Mijn vader werd aangesteld als voogd van de 5 weeskinderen. Zijn eerste taak was het overlijden van zijn schoonbroer gaan aangeven bij de begrafenisondernemer, een goeie kennis van de koster, die er wekelijks over de vloer kwam voor regelingen van lijkdiensten en kerkhofrituelen. Ik kom voor koster Jozef, legde onze pa uit, ge weet wel, voor de dienst in de kerk en het kisten enzovoort. Jamaar, antwoordde de ondernemer in de dood, waarom komt Jozef daar niet zelf voor? Onze pa aarzelde: maar meneer, het is eigenlijk voor de koster in persoon. Akkoord, zei de commerciële lijkbidder, maar hoe kan ik weten dat Jozef u gestuurd heeft, zijt gij wel een gepermitteerde vervanger? Om kort te gaan, de man wilde niet snappen dat zijn kameraad was doodgegaan, hij haperde bij de bestelling voor een dierbare bekende. Maar het heeft niet geholpen, Jozef werd voorbeeldig onder de grond gestopt. Ook een koster delft tenslotte het onderspit.

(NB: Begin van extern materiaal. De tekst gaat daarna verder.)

PR #21067, opened 2025-10-24
Fix finding keyword range for clause header after statement ending with semicolon

### LINKED ISSUE #21065: Formatter panic when range formatting certain clause headers with semicolons
### Summary

Given `ex.py` with content:

```python
x =7
try:
    a;
finally:
    b
```

We get:

```console
❯ ruff format --range=2 --diff ex.py
error: Failed to format tarmin.py: syntax error: Expected the keyword token but found another token instead.
```

This only happens with range formatting, since it comes from this call of `self.range`:

https://github.com/astral-sh/ruff/blob/eb8c0ad87c4e10e2d66ada5e4bb7f436214ca9a8/crates/ruff_python_formatter/src/statement/clause.rs#L368-L373

The `SimpleTokenizer` finding the keyword range is expecting to find `Finally` but instead it finds the (unnecessary) semi-colon.

### Version

_No response_

dylwil3:
When formatting clause headers for clauses that are not their own node, like an `else` clause or `finally` clause, we begin searching for the keyword at the end of the previous statement. However, if the previous statement ended in a semicolon this caused a panic because we only expected trivia between the end of the last statement and the keyword.

This PR adjusts the starting point of our search for the keyword to begin after the optional semicolon in these cases.

Closes #21065

### DIFF
--- a/crates/ruff_python_formatter/src/statement/clause.rs
+++ b/crates/ruff_python_formatter/src/statement/clause.rs
@@ -216,7 +216,11 @@ impl ClauseHeader<'_> {
                     .decorator_list
                     .last()
                     .map_or_else(|| header.start(), Ranged::end);
-                find_keyword(start_position, SimpleTokenKind::Class, source)
+                find_keyword(
+                    StartPosition::ClauseStart(start_position),
+                    SimpleTokenKind::Class,
+                    source,
+                )
             }
             ClauseHeader::Function(header) => {
                 let start_position = header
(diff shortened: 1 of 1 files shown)


crates/ruff_python_formatter/src/statement/clause.rs
```diff
@@ -434,7 +444,7 @@ impl Format<PyFormatContext<'_>> for FormatClauseBody<'_> {
     }
 }
 
-/// Finds the range of `keyword` starting the search at `start_position`. Expects only comments and `(` between
+/// Finds the range of `keyword` starting the search at `start_position`. Expects only trivia between
```
dylwil3: This isn't related to this PR but this doc-comment looked incorrect to me - there was nothing in the code that allowed an open parentheses, as far as I could tell.

crates/ruff_python_formatter/src/statement/clause.rs
```diff
@@ -466,6 +476,18 @@ fn find_keyword(
     }
 }
 
+fn after_optional_semicolon(end_of_statement: TextSize, source: &str) -> TextSize {
+    let mut tokenizer = SimpleTokenizer::starts_at(end_of_statement, source);
```
MichaReiser: I'm inclined to instead add an argument to `find_keyword` to force every caller to think about whether the body can contain a semicolon or not that may need to be skipped. It also avoids the need to lex the token at `end_of_statement` twice in the common case, just so that we can skip the semi.

The way I'd do it is to add a new `enum SkipSemicolon` which also gives us the opportunity to document when a semicolon needs to be skipped.

A maybe simpler API would be to change the `start_position` of `find_keywrod` to an enum `StartOffset` that has two variants

* ClauseStart(TextSize)
* LastStatement(TextSize)


The advantage of this API is that it doesn't introduce more arguments and it also allows `find_keyword` to just do the right thing. 

This might even allow us to remove some of the `unwrap` by adding a `StartOffset::end_of_last_statement(&suite)` and `StartOffset::clause_start(impl Ranged)`

dylwil3: Nice! I added `StartOffset::clause_start(impl Ranged)` but not `StartOffset::end_of_last_statement(&suite)` because it looks like each of the "last statement" examples required some custom logic depending on the statement type. I removed `after_optional_semicolon` and replaced it with inlined logic that does not re-lex the keyword in the common case.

Als kind ben ik dikwijls aan huis gekomen bij de Vlaaikens. Afgezien van de sluimerende devotie en de kruisbeelden die overal spiedend aan de muren hingen, vond ik er heel goed mijn draai.
Ik was in die tijd al flink polygaam en werd moeiteloos verliefd op twee nichtjes tegelijkertijd.
Zowel de donkere Ria als de blonde Mia vielen in mijn smaak, ik holde van zwart naar wit, maar ving overal bot. Verder dan in platonische (katholieke) aangelegenheden wilden die meisjes zich niet begeven, ijverig en jongensgeil doktertje spelen was nooit aan de orde. Ik mocht hoogstens een slappe speelgoedhostie op hun tong leggen, en als ik ondertussen probeerde te voelen of ze ergens koorts hadden, werd ik meteen afgewezen. Het moest proper en gezond blijven voor hen. Zo bleef ik op mijn honger, mijn diep geloof in de mystieke krachten van de bevrijdende lichamelijkheid werd niet aanhoord.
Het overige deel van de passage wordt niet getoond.